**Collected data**
-- Opening Marker --

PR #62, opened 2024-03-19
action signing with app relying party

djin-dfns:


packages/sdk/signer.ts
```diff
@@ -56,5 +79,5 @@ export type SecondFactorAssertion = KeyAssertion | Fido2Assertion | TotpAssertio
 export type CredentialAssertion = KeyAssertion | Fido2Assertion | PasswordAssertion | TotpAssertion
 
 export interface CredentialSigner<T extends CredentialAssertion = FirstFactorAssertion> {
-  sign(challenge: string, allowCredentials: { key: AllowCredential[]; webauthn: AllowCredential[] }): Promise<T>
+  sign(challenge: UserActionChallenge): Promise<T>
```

-- Closing Marker --

**Exercise instructions**
Write out, exactly as given, the line containing "action signing with app relying party" and every line after it to the end of the records. Include nothing else.

**Solution to the problem**
action signing with app relying party

djin-dfns:


packages/sdk/signer.ts
```diff
@@ -56,5 +79,5 @@ export type SecondFactorAssertion = KeyAssertion | Fido2Assertion | TotpAssertio
 export type CredentialAssertion = KeyAssertion | Fido2Assertion | PasswordAssertion | TotpAssertion
 
 export interface CredentialSigner<T extends CredentialAssertion = FirstFactorAssertion> {
-  sign(challenge: string, allowCredentials: { key: AllowCredential[]; webauthn: AllowCredential[] }): Promise<T>
+  sign(challenge: UserActionChallenge): Promise<T>
```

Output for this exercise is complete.